◆ **INSTRUCTIONS FOR THE TASK**: After reading the data, copy it out in full and exactly.

◆ **INFORMATION PROVIDED**:
PR #417, opened 2015-06-02
remove bad white-space rule

eluberoff:
breaks sums in FF. discussed here: https://github.com/mathquill/mathquill/commit/32a48e4a4f2cd3ecaedcf36faac5c84fe590acc9#commitcomment-11483930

◆ **COMPLETED TASK**:
PR #417, opened 2015-06-02
remove bad white-space rule

eluberoff:
breaks sums in FF. discussed here: https://github.com/mathquill/mathquill/commit/32a48e4a4f2cd3ecaedcf36faac5c84fe590acc9#commitcomment-11483930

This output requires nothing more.